**WHAT IS BEING ASKED**
Once the line containing "### Describe the feature" is found in the records below, return it and each following line exactly, up to and including the line containing "this PR is for", and nothing else.

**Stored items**
PR #1143, opened 2023-09-07
Pinned tags

### LINKED ISSUE #978: Certain tags should only open in certain monitors
### Describe the feature

Be able to assign a tag to a specific monitor, so that they don't open anywhere without it. This is how we set this up in xmonad:
image
Workspace 3 will only open on monitor 1 with this keybind.
i3 handles it [like so](https://i3wm.org/docs/userguide.html#workspace_screen).

LeftWM is unusable without it

BKSalman:
# Description

this PR is for adding the `pinned_tags` feature to the config, I'm submitting it even tho it's still WIP, but this could allow for reviews and critiques early on so it doesn't go too far without reviews and stuff

for now this supports pinning tags to a workspace, but lacks handling some edge cases

(also git history sucks but will fix it later)

the current breaking change is having to use `{ output: ... }` for the `workspaces` list, instead of `( output: ... )`

Fixes #978

## Type of change

add to the `pinned_tags` field of the config to the wiki page 

# Checklist:

# TODOs
- [x] add pinned_tags field to config (maybe could use tag index instead of tag name)
- [x] pin tags to workspaces
- [x] don't swap pinned tags out of the workspaces it's pinned at
- [x] fallback to a tag when moving a non-pinned tag to a workspace with pinned tags (swapping with pinned tags is prevented)
- [ ] move mouse to pinned tags when switching to it
- [ ] fix multiple workspaces with pinned tags
- [ ] add tests

### DIFF
--- a/display-servers/xlib-display-server/src/lib.rs
+++ b/display-servers/xlib-display-server/src/lib.rs
@@ -144,10 +144,11 @@ impl XlibDisplayServer {
     /// Return a vec of events for setting up state of WM.
     fn initial_events(&self, config: &impl Config) -> Vec<DisplayEvent> {
         let mut events = vec![];
-        if let Some(workspaces) = config.workspaces() {
+        if let Some(mut workspaces) = config.workspaces() {
             let screens = self.xw.get_screens();
-            for (i, wsc) in workspaces.iter().enumerate() {
-                let mut screen = Screen::from(wsc);
+            for (i, wsc) in workspaces.iter_mut().enumerate() {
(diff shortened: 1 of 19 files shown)


BKSalman:
(will remove all irrelevant random debugging logging)

BKSalman:
Currently this has bugs, but could benefit from an early review

BKSalman:
Yo, I'm sorry I kinda ditched this PR, but a lot has happened since then, and I don't have a lot of time to work on this unfortunately (also the implementation kinda sucks)

so I think I will close this PR if that's ok

PR #1156, opened 2023-10-19
Refactor window sorting

Eskaan:
# Description

- Refactor to the window sorting to a cleaner solution.
- Refactor `Window.states` to `pub` (set and get methods were there, so why not make it it pub)
- Move from manually getting transient windows whilst sorting windows to adding the `Above` WM state to them.
- Side-effect: We now sort windows with the `Above` WM state on top of everything. Windows set this property on their own.

## Type of change

  - As the window sorting now understands the `Above` WM hint, windows can set themselves to be on top.
  - This pr places unmanaged windows above **all** windows instead of all but fullscreen. A visible unmanaged window is yet to be found, so it's not marked as breaking.

# Checklist:

### DIFF
--- a/display-servers/xlib-display-server/src/lib.rs
+++ b/display-servers/xlib-display-server/src/lib.rs
@@ -100,7 +100,7 @@ impl DisplayServer for XlibDisplayServer {
             DisplayAction::Unfocus(h, f) => from_unfocus(xw, h, f),
             DisplayAction::ReplayClick(h, b) => from_replay_click(xw, h, b),
             DisplayAction::SetState(h, t, s) => from_set_state(xw, h, t, s),
-            DisplayAction::SetWindowOrder(fs, ws) => from_set_window_order(xw, fs, ws),
+            DisplayAction::SetWindowOrder(ws) => from_set_window_order(xw, ws),
             DisplayAction::MoveToTop(h) => from_move_to_top(xw, h),
             DisplayAction::ReadyToMoveWindow(h) => from_ready_to_move_window(xw, h),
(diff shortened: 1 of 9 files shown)


Eskaan:
@VuiMuich I am currently questioning myself above what windows such a transient window should be placed. Should we stay at the old solution (if parent fullscreen, above all, otherwise threat normal)?
I could also go with my next pr and automatically mark such windows as `OnTop` so that you can push them back on demand.

VuiMuich:
How would pushing them back on demand work? Would it be a new command or just with unfocusing?
Generally this sound like a nice idea to me.
The old solution was just done like this for the lack of a better idea, I guess.

Eskaan:
> How would pushing them back on demand work?

I want to implement the `OnTop` Window State that, when enabled and the window is floating, forces the window to the first layer. Then I would give every transient window which has a fullscreen parent that window state on window initialization. You can then choose to use the `ToggleOnTop` Command to remove the Window State so that it is behind the fullscreen window again.

Eskaan:
I implemented it exectly like the old window sorting for now, this should be ready for review.

mautamu (approved):
Been testing this for a while in local and it appears to be working fine. Looks good from a code perspective also; thanks Eskaan!

Eskaan:
Two problems:
1. c9681f49c4d62471e6d8c44011c49aff5d58a3d6 The `WindowState::Above` solution wasn't really working: Only newly created windows would be affected and those would keep the `Above` state even when the parent went out of fullscreen.
2. 1c0700165b9ff3d2eba3fd73e35419efe52e704b The maximized windows were on the wrong layer.

PR #1158, opened 2023-10-22
Rework fullscreen order restoring

Eskaan:
- [x] **Blocked** - waiting for #1156. This is currently based ontop of `Eskaan:refactor-window-sorting`, as it has conflicts with this branch. Will be rebased as soon as it gets merged. Only additional commit is 489155e292d80004949ef96ff63238ebcdaadabf.

# Description

Massively simplify #1052 by removing [line 124](https://github.com/leftwm/leftwm/blob/7628b688be4aafb155b1efdd09125de891e212a7/leftwm-core/src/state.rs#L124) from state.rs

Also a non-noticeable performance improvement by not having to do all the moves to restore the order.

## Type of change

# Checklist:


mautamu (approved):
Thank you so much for this Eskaan! Looks good from my local and the code is so much cleaner now :confetti_ball:

PR #1166, opened 2023-11-04
fixed dialog windows ignoring application-defined sizes

### LINKED ISSUE #1118: Newly opened floating windows with specific dimensions do not get sized properly
### Describe the bug

Some floating windows are sized improperly when they are opened, it seems to be only floating windows that have set sizes in the application that don't always get sized correctly.

Here is a screenshot of an example of the GIMP dds plugin popup that shows up when you open a dds file.
gimp_dds_example

With all other window managers I've used this dds popup window would be minimized and to the smallest size it would scale the window nicely. But with leftwm the window doesn't minimize automatically like I would expect it to and there isn't a window_rules option to automatically set the dimensions of a newly spawned window so I don't see a way around it other than manually resizing the window every time it is opened.

Here is a screenshot of the expected behavior, this is using qtile on the exact same machine.
gimp_expected_behavior

1. Download gimp 2.10
2. Find a dds file and open it with gimp
3. See the difference in behavior between the newly spawned leftwm floating windows and other window manager floating windows.

### OS / Distro

Arch and Garuda

### LeftWM Check

```text
:: LeftWM version: 0.4.2
:: LeftWM git hash: unknown
    -> journald-log OK
    -> lefthk OK
    -> Binaries OK 
    -> Configuration loaded OK 
:: Checking keybinds . . .
    -> All keybinds OK
:: Checking environment . . .
    -> Environment OK 
:: Checking theme . . .
    -> Theme OK
```

Silicasandwhich:
# Description

Fixed an issue where leftwm would ignore the requested size of dialog-type windows when they are spawned, particularly when they are spawned without a parent. The previous behavior (which appears to be filling in the space left by the xyhw avoided) is still default when there is no desired size given. Additionally, this change has been carried over to splash screen windows and floating normal windows, just in case this issue applies to other windows with those types.

Fixes #1118 

## Type of change

N/A

# Checklist:

### DIFF
--- a/leftwm-core/src/handlers/window_handler.rs
+++ b/leftwm-core/src/handlers/window_handler.rs
@@ -440,17 +440,27 @@ fn setup_window(
         WindowType::Normal => {
             window.apply_margin_multiplier(ws.margin_multiplier);
             if window.floating() {
-                set_relative_floating(window, ws, ws.xyhw);
+                match window.requested {
+                    Some(xyhw) => set_relative_floating(window, ws, xyhw),
+                    None => set_relative_floating(window, ws, ws.xyhw),
+                };
             }
         }
         WindowType::Dialog => {
             if window.can_resize() {
                 window.set_floating(true);
-                let new_float_exact = ws.center_halfed();
-                window.normal = ws.xyhw;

**ANSWER**
### Describe the feature

Be able to assign a tag to a specific monitor, so that they don't open anywhere without it. This is how we set this up in xmonad:
image
Workspace 3 will only open on monitor 1 with this keybind.
i3 handles it [like so](https://i3wm.org/docs/userguide.html#workspace_screen).

LeftWM is unusable without it

BKSalman:
# Description

this PR is for adding the `pinned_tags` feature to the config, I'm submitting it even tho it's still WIP, but this could allow for reviews and critiques early on so it doesn't go too far without reviews and stuff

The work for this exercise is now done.